Follow-up: How would you implement GitOps-style deployment where Git is the sole source of truth?

Your company's push-based deployment requires strict change control: all production changes must be approved, scheduled during maintenance windows, and have rollback plans. Currently this is manual: teams create tickets, get approvals, schedule deployments. How do you automate this workflow?

Implement Tower workflow automation for change control. Create workflow: 1) Change request submission (via form or API), 2) Approval gate (requires security/ops sign-off), 3) Scheduling (allow execution only during maintenance window), 4) Pre-deployment validation (syntax check, test environment validation), 5) Deployment, 6) Post-deployment health check, 7) Rollback if health check fails. Integrate with ticketing system: Ansible deployment must reference valid change ticket. Use Tower credentials to control who can approve changes: only ops team members can approve prod changes.

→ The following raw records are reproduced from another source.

PR #9958, opened 2026-01-28
HEP for pod security standards setting [skip ci]

ibrokethecloud:
#### Problem:

HEP for introduction of new `cluster-pod-security-standard` setting harvester

#### Related Issue(s):

https://github.com/harvester/harvester/issues/8196

### DIFF
--- a/enhancements/20260128-pod-security-standards.md
+++ b/enhancements/20260128-pod-security-standards.md
@@ -1,0 +1,105 @@
+# Harvester PSS Support
+
+## Summary
+
+This enhancement allows Harvester cluster admins to control pod security standards at a cluster level, while allowing fine grained control to allow different pod security standards at per namespace level. By default this setting would be disabled. When enabled by the cluster administrator the `baseline` pod security standard will be applied to all namespaces, except a predefined list of harvester system component namespaces. In addition cluster admins can also apply `privileged` and `restricted` pod security standards on user namespaces or even `whitelist` namespaces which will allow namespace to be excluded from being managed by harvester.
+
+
+### Related Issues
+
+https://github.com/harvester/harvester/issues/8196
+
+## Motivation
+
+### Goals
+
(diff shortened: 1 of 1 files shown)


ihcsim (approved):
LGTM. We should add a documentation item to describe what users who have adopted the steps described in the [KB](https://harvesterhci.io/kb/2025/05/08/using-pod-security-standard) should/can do next.

I think for users who are satisfied with the KB, they can keep that configuration, or they can switch over to this new approach, or as discussed, use both to avoid having the webhook being part of the access vector to the user workloads.

WebberHuang1118:
As Harvester **v1.8** will support mounting **Secret/ConfigMap/ServiceAccount** into a VM via **virtio-fs**, and this may require certain node resources (e.g., FUSE), I discussed with @ibrokethecloud and validated the **PSS baseline** policy behavior for virtio-fs scenarios.

**Premise**

* The target namespace is enforced with the **baseline** policy:

```bash
kubectl label --overwrite ns <namespace> \
  pod-security.kubernetes.io/enforce=baseline \
  pod-security.kubernetes.io/enforce-version=latest
```

* A **privileged pod** cannot be created under PSS baseline. It is rejected with an error like:
  `Error from server (Forbidden): ... violates PodSecurity "baseline:latest": privileged ...`

Example manifest:

```yaml
apiVersion: v1
kind: Pod
metadata:
  name: privileged-pod-sample
spec:
  containers:
  - name: privileged-container
    image: busybox:stable
    command: ["sh", "-c", "while true; do sleep 3600; done"]
    securityContext:
      privileged: true
```

**Virtio-fs in VM**

* Following the [virtio-fs test plan](https://github.com/harvester/harvester/pull/9981#issue-3874400985), under **baseline** policy, a VM can still mount **Secret/ConfigMap/ServiceAccount** via virtio-fs successfully.

cc @ibrokethecloud @Vicente-Cheng

WebberHuang1118 (approved):
LGTM, thanks.

votdev (approved):
LGTM

pohanhuang (approved):
LGTM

Implement approval workflow: change submitted to Tower, generates alert to approvers, they click approve in Tower UI. Implement scheduling: Tower workflow has scheduled start time, won't execute outside maintenance window. Use Tower's built-in approval nodes in workflows. Implement pre-flight checks: before deployment, verify system is in expected state. Implement health check gate: after deployment, run smoke tests. If tests fail, auto-trigger rollback playbook. Implement audit trail: log all approvals, changes, and rollbacks to compliance system. Use Slack/Teams integration to notify teams of change progress. Implement dry-run capability: teams can test deployment in staging, verify health checks pass before production.

Follow-up: How would you implement emergency change procedures that bypass normal approval workflow?

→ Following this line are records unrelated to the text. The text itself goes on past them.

Issue #9813, opened 2026-01-05
[BUG] Download image with wrong checksum will continue retry over the limited 3 times


albinsun:
### Describe the Bug

Retry attempted **6/3** failed due to error: failed to process sync file: the expected checksum
<img width="1567" height="772" alt="Image" src="https://github.com/user-attachments/assets/5932e156-0b6b-4c4f-b867-bb5491abad79" />

Retry attempted **52/3** failed due to error: failed to process sync file: the expected checksum
<img width="1567" height="772" alt="Image" src="https://github.com/user-attachments/assets/0cee49b9-e7c1-45ee-82ad-e35308c56b81" />

### To Reproduce

Create an image using URL with wrong checksum

### Expected Behavior

Failed to create with 3/3 fail attempts.

### Support Bundle for Troubleshooting

1. v1.7.1-dev-20260104: [supportbundle_6-3_3nodesWitness_2026-01-05T08-36-00Z.zip](https://github.com/user-attachments/files/24429784/supportbundle_6-3_3nodesWitness_2026-01-05T08-36-00Z.zip)

2. v1.7-25edb7f3-head: [supportbundle_52-3_4nodes_2026-01-05T08-41-05Z.zip](https://github.com/user-attachments/files/24429789/supportbundle_52-3_4nodes_2026-01-05T08-41-05Z.zip)

### Environment

- Harvester version:
- Impacted VM: 
- Impacted volume (PV): 
- Underlying Infrastructure: QEMU-KVM and Baremetal
- Rancher version:

m-ildefons:
## Validation Test

<details><summary> 🟢 Install Harvester v1.8.0-dev-20260201</summary></details>

<details><summary> 🟢 Create new VM Image with mismatched checksum</summary><img width="3836" height="2051" alt="Image" src="https://github.com/user-attachments/assets/2e03cbac-b3f2-4ecf-8d93-74c8c9ef4071" /></details>

<details><summary> 🟢 Wait for three download attempts to fail</summary><img width="3827" height="2046" alt="Image" src="https://github.com/user-attachments/assets/e3a07dae-17d8-4c08-b22c-45fd2b18b881" /></details>

<details><summary> 🟢 After three failed attempts, VM Image transitions to `failed` state and no further download attempts are made</summary><img width="3840" height="2132" alt="Image" src="https://github.com/user-attachments/assets/d69c12df-2764-47cf-af56-b7f04ac69f2a" /></details>

## Conclusion

[...]

PR #9961, opened 2026-01-28
fix: stop image download retries after max attempts

pohanhuang:
#### Problem:
- ISO Image download will exceed the retry limit, root cause is the backingImage controller does not check retry when reconciling.

#### Solution:
- Early return in backing operator when read retry limit

#### Related Issue(s):
#9813

#### Test plan:
1. create a iso image with fake checksum
  - url : https://cloud-images.ubuntu.com/jammy/current/jammy-server-cloudimg-amd64.img
  - checksum: a0f50d914d522368827119cdcf7225f9b31f32f8774ec2b255bfc167b410ba531dde73a609faa263c1b536d0c0ad510cd3e682c707a504d5c5972de1ece63f16
2. ensure it retry failed with no exceed retry max

[Expected result]
Screenshot 2026-01-28 at 4 58 24 PM

### DIFF
--- a/pkg/image/backingimage/backing_image_controller.go
+++ b/pkg/image/backingimage/backing_image_controller.go
@@ -53,7 +53,7 @@ func (h *backingImageHandler) OnChanged(_ string, bi *lhv1beta2.BackingImage) (*
 		return nil, err
 	}
 
-	if harvesterv1.ImageRetryLimitExceeded.IsTrue(vmi) {
+	if h.vmio.IsRetryLimitExceeded(vmi) {
 		return bi, nil
 	}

Your push-based Ansible deployment scales to 50,000 servers globally. A single control node can't handle this scale. You implement Tower with multiple execution nodes. Now deployment coordination is complex: how do you ensure consistency across globally distributed execution?

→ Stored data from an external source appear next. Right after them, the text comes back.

Issue #9328, opened 2025-10-17
[FEATURE] Remotely get Status of Harvester and Nodes Deployment and Readiness


martindekov:
### Is your feature request related to a problem? Please describe (👍 if you like this request)

In: https://github.com/harvester/harvester/issues/5303 customer reported inability to check harvester and node status.

### Describe the solution you'd like

This issue is feature request for monitoring endpoint which will report the status similar to how the console reports the status explained in comment:
https://github.com/harvester/harvester/issues/5303#issuecomment-2177263705

### Describe alternatives you've considered

Documentation change explaining how to get the state through client calls is the current alternative

martindekov:
After some discussions we decided that we are going to add endpoint - `/v1/harvester/readyz` with logic which returns ready or not through status determined by what we documented in the attached document PR. The endpoint will be read only and authenticated through the init/join token.

m-ildefons:
https://github.com/harvester/harvester/issues/9327 needs to be revisited to document the new solution with the readyz path, especially how authentication is done and how the user can fetch the token before the installation has completed.

martindekov:
Good suggestion Moritz, I was thinking of using the master issue: https://github.com/harvester/harvester/issues/5303 as final documentation change and with it close the whole story.

lanfon72:
Verified this feature has been applied.

Test Information
----
* Environment: **Baremetal MegaRAC SP-X 3 nodes** and KVM local env
* Harvester Version: **v1.8.0-dev-20260301**
* **ui-source** Option: **Auto**

### Verify Steps
1. Check the test plan in https://github.com/harvester/harvester/pull/9963#issue-3865426882
    a. Test with first node created
    b. Test with new node joining
    c. Test with token's authentication
    d. Response form: `{ready: bool, timestamp: str, (optional) msg: str}`
2. To notice that the **TOKEN** mentioned in test the PR is configured during cluster installation, not generated by API server.

Issue #5303, opened 2024-03-06
[ENHANCEMENT] Remotely get Status of Harvester and Nodes Deployment and Readiness


Martin-Weiss:
**Is your enhancement related to a problem? Please describe.**
When deploying Harvester or additional nodes - the automation i.e. terraform needs to check for the "deployment complete" / "node ready", "harvester ready" before additional automation happens.

For this we need some sort of readiness check / deployment status / deployment complete that we can validate remotely.

**Describe the solution you'd like**
curl https://<harvester-vip>/status <- here we should get something like "deployed and available" or "not ready"
curl https://<node-ip>/status <- here we should get something like "deployed and available" or "not ready"

Maybe more status feedback would make sense as well.

**Describe alternatives you've considered**
ssh, RKE2 status, kubectl - but all of that need authentication / authorization and that might not be available, yet.

starbops:
We can check the readiness of the cluster by the following command:

```
curl -X GET "$APISERVER/readyz?verbose" --header "Authorization: Bearer $TOKEN" --insecure
```

But that's for the Kubernetes cluster itself, and it does not mean all of the Harvester components are ready (plus it also requires authentication).

The current checking criteria and logic implemented for the console dashboard: https://github.com/harvester/harvester-installer/blob/4adc9fea30a6e6f612b3e75fdd8f6eb37cb50c3d/pkg/console/dashboard_panels.go#L518-L538 (thanks @tserong for pointed out)

We can leverage that and expose a dedicated API endpoint for the readiness probe of the entire Harvester cluster. For now, users can run the following commands against the cluster to know its state:

```
# Check if the Harvester pods are ready
kubectl -n harvester-system get pods -l app.kubernetes.io/name=harvester -l app.kubernetes.io/component=apiserver --no-headers -o custom-columns="STATUS:status.conditions[?(@.type=='Ready')].status"

# Check if the Harvester webhook pods are ready
kubectl -n harvester-system get pods -l app.kubernetes.io/name=harvester -l app.kubernetes.io/component=webhook-server --no-headers -o custom-columns="STATUS:status.conditions[?(@.type=='Ready')].status"

# Check if the Rancher pods are ready
kubectl -n cattle-system get pods -l app=rancher --no-headers -o custom-columns="STATUS:status.conditions[?(@.type=='Ready')].status"

# Check if the API is ready
curl -fk https://<VIP>/version
```

Martin-Weiss:
[...]

PR #9963, opened 2026-01-28
feat: introduce readyz path

martindekov:
Introducing readyz endpoint in harvester to report status of the cluster. The path is protected through the Bearer token we use to join/init harvester. The definition of readiness is what we use in the documentation in the bash script in Troubleshooting/Installation section: Check the status of Harvester components.

The change introduces the following:
* readyz path for cluster readiness check
* authentication middleware function of the endpoint through init token
* bump go-common and use namespace constants in it

#### Problem:
We only have documentation on how to check harvester cluster readiness through script and kubernetes client:
https://docs.harvesterhci.io/v1.7/troubleshooting/index#check-the-status-of-harvester-components

#### Solution:
Provide user with readiness path which is secure through authentication using the init/join token

#### Related Issue(s):
https://github.com/harvester/harvester/issues/5303 - general issue
https://github.com/harvester/harvester/issues/9328 - concrete subtask

#### Test plan:

Unit tests covering the readiness logic and E2E Tests covering the auth/z described blow.

##### E2E Tests:

Using a script which calls the endpoint during operations in harvester:

<details>
<summary>Test 1 - Calling endpoint with init/join token and VIP configured during installation eventually reports ready true</summary>
<br>

1. Built the change and created first harvester node with it
2. During installation configured VIP and init/join token
3. Created a script to call the endpoint in cycle once installation starts in a loop:
```bash
#!/bin/bash

URL="https://192.168.122.164/v1/harvester/readyz"
TOKEN="uniquetoken123"
OUTFILE="X.txt"

while true; do
    TIMESTAMP=$(date -u +"%Y-%m-%dT%H:%M:%SZ")
    echo "[$TIMESTAMP] REQUEST: curl -k -H \"Authorization: Bearer $TOKEN\" $URL" >> "$OUTFILE"
    RESPONSE=$(curl -k -H "Authorization: Bearer $TOKEN" "$URL" 2>&1)
    echo "[$TIMESTAMP] RESPONSE:" >> "$OUTFILE"
    echo "$RESPONSE" &>> "$OUTFILE"
    sleep 1
done
```
4. The output text file called `create_first_node.txt` eventually reported: `{"ready":true,...`
</details>

<details>
<summary>Test 2 - When operations in harvester being done - image upload/vm creation etc. readiness report is not interrupted</summary>
<br>

1. While running the script mentioned in `Test 1` above but with: `OUTFILE="add_image_create_vm.txt"`
2. Added vm image to the cluster
3. Created VM in the cluster
4. The output of calling the endpoint every second showed the cluster was: `{"ready":true...` all the time from logs in the `add_image_create_vm.txt`
5. This proves that some harvester operations involving pods like vm creation or image upload won't make the cluster report false readiness
</details>

<details>
<summary>Test 3 - Adding a new harvester node will report rke control plane not ready when the new node is added to the rke cluster</summary>
<br>

Simply adding a harvester node throughout the whole process involves short report of readiness to false for around half minute as shown in the logs during process of adding a node: `add_node_to_cluster.txt` again using the script in Test 1 but with ``OUTFILE="add_node_to_cluster.txt"``
</details>

<details>
<summary>Test 4 - Auth/z when token is either missing or wrong</summary>
<br>

```
mdekov@localhost:~/go/src/github.com/harvester/harvester/.idea/reallifetests> curl -k -H "Authorization: Bearer " https://192.168.122.226/v1/harvester/readyz
Bearer token requiredmdekov@localhost:~/go/src/github.com/harvester/harvester/.idea/reallifetests> curl -k -H "Authorization: Bearer wrongtoken" https://192.168.122.226/v1/harvester/readyz
Unauthorizedmdekov@localhost:~/go/src/github.com/harvester/harvester/.idea/reallifetests> curl -k  https://192.168.122.226/v1/harvester/readyz
Bearer token requiredmdekov@localhost:~/go/src/github.com/harvester/harvester/.idea/reallifetests> 
```
The above is the literal response in terminal, ordering it to make it more readable by hand:
```
mdekov@localhost:~/go/src/github.com/harvester/harvester/.idea/reallifetests> curl -k -H "Authorization: Bearer " https://192.168.122.226/v1/harvester/readyz
Bearer token required
mdekov@localhost:~/go/src/github.com/harvester/harvester/.idea/reallifetests> curl -k -H "Authorization: Bearer wrongtoken" https://192.168.122.226/v1/harvester/readyz
Unauthorized
mdekov@localhost:~/go/src/github.com/harvester/harvester/.idea/reallifetests> curl -k  https://192.168.122.226/v1/harvester/readyz
Bearer token required
mdekov@localhost:~/go/src/github.com/harvester/harvester/.idea/reallifetests> 
```
</details>

Files from the tests:
[create_first_node.txt](https://github.com/user-attachments/files/25259876/create_first_node.txt)
[add_image_create_vm.txt](https://github.com/user-attachments/files/25259875/add_image_create_vm.txt)
[add_node_to_cluster.txt](https://github.com/user-attachments/files/25259872/add_node_to_cluster.txt)

N/A


pkg/api/readyz/readyz_handler.go
```diff
@@ -0,0 +1,183 @@
...
+		ready, msg := h.arePodsReady(pods)
+		if !ready {
+			return false, msg
+		}
+	}
+
+	return true, ""
+}
+
+func (h *ReadyzHandler) arePodsReady(pods []*corev1.Pod) (bool, string) {
```
w13915984028: only specific types of pod are needed, and when a deployment have multi-pods, as long as the leader pod is active, it is active in most cases

seems the related `service` is an alternative

the `https` endpoint ready is a bit different with console:

When user can get an http response from this endpoint, the alone-path `nginx pod, rancher pod, harvester pod  (leaders), k8s-api-servers, managedchart(implicitly)` are all ready.

martindekov: I see I was thinking that checking all pods might be too much, but as per the agreement I just translated this check to golang:
https://docs.harvesterhci.io/v1.7/troubleshooting/index/#check-the-status-of-harvester-components

In order to reduce the complexity and discussion around which components (pods) we should actually check. 

So instead of pods you say we can check services? If so what services you think would be critical in determining readiness ?

pkg/api/readyz/readyz_handler.go
```diff
@@ -0,0 +1,183 @@
...
+
+type RancherdConfig struct {
+	Token string `yaml:"token"`
+}
+
+func NewReadyzHandler(scaled *config.Scaled) *ReadyzHandler {
+	return &ReadyzHandler{
+		scaled: scaled,
+	}
+}
```
Yu-Jack: Nit:

We only use pod cache so we can just PodCache as one of the struct for better understanding like:

```go
type ReadyzHandler struct {
    podCache PodCache
}
```

pkg/api/readyz/readyz_handler.go
Yu-Jack: The readiness means Harvester is ready to go so we just need to focus on the important **entries**. For example, you can access the following service with API or checking POD status, it should be enough for the first version.

1. longhorn manager
2. kubevirt controller
3. system upgrade controller
4. harvester cluster repo
5. harvester load balancer
6. harvester network controller manager
7. harvester node disk manager
8. etc...

The namespace you used should be fine.

However, we don't forbid users from creating resources in those namespaces, including pod. So, there would be a chance to check user's pods. 

A possible way is to check specific pods instead of all pods under certain namespaces.

pkg/api/readyz/readyz_handler.go
martindekov: Original change used pod cache only, but now we use rkecluster object as well as pods and we might need more objects in the future if we change the definition of readiness so I decided to leave as, let me know if you insist on changing to specific caches and I can revisit

pkg/api/readyz/readyz_handler.go
martindekov: As per offline discussions we agreed that:
1. valid response means harvester is implicitly validated to be running
2. longhorn manager as core harvester component
3. kubevirt controller as core harvester component
4. rkecluster object condition is ready true and status ready true as well - k8s is running

All the above should still report ready true when new node is being added so content of the code is changed to that.

pkg/api/readyz/readyz_handler.go
martindekov: With the testing I replaced usage of all objects in scaled to podCache and representation of rke control plane cache: `	rkeCache generic.CacheInterface[*rkev1.RKEControlPlane]` and now the handler looks like:
```
type ReadyzHandler struct {
	podCache ctlcorev1.PodCache
	rkeCache generic.CacheInterface[*rkev1.RKEControlPlane]
}
```

This addresses this feedback so I will resolve the discussion

pkg/api/readyz/readyz_handler.go
martindekov: Latest change addresses official definition of readiness so resolving the discussion

pkg/api/readyz/readyz_handler.go
```diff
@@ -0,0 +1,219 @@
...
+	if err != nil {
+		return "", fmt.Errorf("failed to read OEM config: %w", err)
+	}
+
+	var config OEMConfig
+	if err := yaml.Unmarshal(data, &config); err != nil {
+		return "", fmt.Errorf("failed to parse OEM config: %w", err)
+	}
+
+	content := findFileContent(config, "/etc/rancher/rancherd/config.yaml")
```
w13915984028: The `cluster-init` OEM file has this join token; 

The `rancherd` run only once.
```
cat /etc/rancher/rancherd/config.yaml

role: cluster-init
nodeName: harv31
token: "..."
```

for other mgmt/control node, I did not have an env to check if they also have this value,  as the harvester leader pod could be scheduled to them after a cluster has multi-nodes

please double check, thanks.

I am still checking the source code, to see which CRD object is used to carrry this token.

it is a bit tricky, this token is passed to rke2, and it could only be rotated from this old doc:
https://harvesterhci.io/kb/harvester_security_best_practices#cluster-token-rke2-token-rotation

each node has `/oem/harvester.config`, the `token` looks useful here.
```
cat /oem/harvester.config 
schemeversion: 1
serverurl: ""
token: <>
...
```

pkg/api/readyz/readyz_handler.go
```diff
@@ -0,0 +1,219 @@
...
+			return
+		}
+		hasher := hashers.GetHasher()
+		tokenHash, tokenInitErr = hasher.CreateHash(expectedToken)
+	})
+
+	if tokenInitErr != nil {
+		return false
+	}
+	hasher, err := hashers.GetHasherForHash(tokenHash)
```
w13915984028: need to update the test case about which hash algorithm is used by default; and how to generate the hash from the user side

pkg/api/readyz/readyz_handler.go
```diff
@@ -0,0 +1,219 @@
...
+	}
+	return ""
+}
+
+func (h *ReadyzHandler) clusterReady() (bool, string) {
+	rkeControlPlane, err := h.rkeCache.Get(
+		util.FleetLocalNamespaceName,
+		util.LocalClusterName)
+	if err != nil {
+		return false, "rkeControlPlane not found"
```
w13915984028, line 74: use `fmt.Sprintf("rkeControlPlane not found, error %s", err.Error())` to keep original error

pkg/api/readyz/readyz_handler.go
```diff
@@ -0,0 +1,219 @@
...
+		}
+	}
+	if !ready {
+		return false, "rkeControlPlane is not ready"
+	}
+
+	longhornManagerSelector := labels.SelectorFromSet(labels.Set(longhornTypes.GetManagerLabels()))
+	longhornPods, err := h.podCache.List(common.LonghornSystemNamespaceName, longhornManagerSelector)
+	if err != nil {
+		return false, "failed to check longhorn-manager pods"
```
w13915984028, line 90: ditto

pkg/api/readyz/readyz_handler.go
```diff
@@ -0,0 +1,219 @@
...
+	}
+
+	if !hasAtLeastOneReadyPod(longhornPods) {
+		return false, "longhorn-manager pods not ready"
+	}
+
+	virtControllerSelector := labels.SelectorFromSet(labels.Set{kubevirtv1.AppLabel: "virt-controller"})
+	virtPods, err := h.podCache.List(common.HarvesterSystemNamespaceName, virtControllerSelector)
+	if err != nil {
+		return false, "failed to check virt-controller pods"
```
w13915984028, line 105: ditto

pkg/api/readyz/readyz_handler.go
```diff
@@ -0,0 +1,219 @@
...
+	if !h.validateToken(providedToken) {
+		return nil, apierror.NewAPIError(validation.PermissionDenied, "Invalid token")
+	}
+
+	ready, msg := h.clusterReady()
+	timestamp := time.Now().UTC().Format(time.RFC3339)
+
+	if !ready {
+		// Log detailed reason for debugging
+		logrus.Infof("Cluster not ready: %s", msg)
```
w13915984028: Does the final code tend to use `logrus.Debugf` here

pkg/api/readyz/readyz_handler.go
```diff
@@ -0,0 +1,219 @@
...
+		if err != nil {
+			tokenInitErr = err
+			logrus.Errorf("Failed to read token from OEM config: %v", err)
+			return
+		}
+		hasher := hashers.GetHasher()
+		tokenHash, tokenInitErr = hasher.CreateHash(expectedToken)
+	})
+
+	if tokenInitErr != nil {
```
w13915984028: Do we want to differentiate this init error with other errors? now only `log` can tell which step fails.

w13915984028 (commented):
Thanks for your big efforts. @martindekov 

Some questions:

pkg/api/readyz/readyz_handler.go
martindekov: So yeah I was hoping there is some in cluster resource which I can use opposed to mounting the config file on each pod in each node and also it seems like its present on each node as per the testing when scaling up the cluster auth/z worked as expected.

I can spin up env as well and look in the cluster where this token might be located/mounted and read what you suggested, thanks for the reference. Let me know if you find the CRD first.

pkg/api/readyz/readyz_handler.go
martindekov: During my testing I saw that sometimes the error contains internal info like pod name and we agreed that:
```
# happy path where everything is ready
$ curl -k https://<vip>/v1/harvester/readyz
{"ready":true, timestamp":"<utc-datetime-in-rfc3339>"}

# endpoint reachable but not all services are ready - we can't include any sensitive info or expose any service names in msg
$ curl -k https://<vip>/v1/harvester/readyz
{"ready":false, "msg":"foo bar", "timestamp":"<utc-datetime-in-rfc3339>"}

# hang until client-side timeout
$ curl -k https://<vip>/v1/harvester/readyz
```
This part:
```
# endpoint reachable but not all services are ready - we can't include any sensitive info or expose any service names in msg
```

when I wrote the original code with what you suggested I saw the sensitive info. Also the key in the JSON body response is `msg` not `error` for this reason. To avoid that alternative to returning error is logging the error internally and whoever has access to see logs it can look why exactly is that. 

Let me know if you think logging the full error is viable and returning brief message what is generally not ready.

pkg/api/readyz/readyz_handler.go
martindekov: This is the alternative I mentioned:
https://github.com/harvester/harvester/pull/9963#discussion_r2767690820

originally I logged every error in detail in addition to returning brief message. So we can use this to logrus.Error here to log more details.

pkg/api/readyz/readyz_handler.go
martindekov: I think this is a good idea, we can extract:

Implement distributed execution with coordinated state management. Use Tower's instance groups to organize execution nodes by region: `us-east-nodes`, `us-west-nodes`, `europe-nodes`. Each group runs deployments to its region independently. Implement Tower workflows that coordinate across regions: execute US deployment, wait for validation, then execute Europe. Use Tower's shared database for state: all Tower instances read/write to centralized PostgreSQL, ensuring consistency. Implement deployment locking: Tower workflow acquires lock on infrastructure being modified, preventing concurrent deployments. Use playbook variables to handle regional differences: `region: us-east` drives conditional logic. Implement inventory mirroring: each execution node has copy of inventory (cache), synced from Tower database. Implement checkpoint-based deployment: save deployment state after each critical step. If partial failure occurs, replay from checkpoint. Use Tower webhooks for inter-region coordination: each region's deployment completion triggers next region's deployment. Implement distributed tracing: track deployment progress across all execution nodes. Use Tower API for programmatic deployment coordination: monitor job progress across all nodes, aggregate results.

Follow-up: How would you implement disaster recovery where entire region's execution infrastructure fails?